### [PROMPT]
Give every entry again, word for word.

(Collected data)

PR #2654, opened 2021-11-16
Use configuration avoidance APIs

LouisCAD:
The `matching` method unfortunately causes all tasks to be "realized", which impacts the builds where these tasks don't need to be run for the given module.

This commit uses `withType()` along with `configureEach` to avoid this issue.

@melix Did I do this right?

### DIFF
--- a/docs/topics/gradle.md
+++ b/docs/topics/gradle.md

### [RESULT]
PR #2654, opened 2021-11-16
Use configuration avoidance APIs

LouisCAD:
The `matching` method unfortunately causes all tasks to be "realized", which impacts the builds where these tasks don't need to be run for the given module.

This commit uses `withType()` along with `configureEach` to avoid this issue.

@melix Did I do this right?

### DIFF
--- a/docs/topics/gradle.md
+++ b/docs/topics/gradle.md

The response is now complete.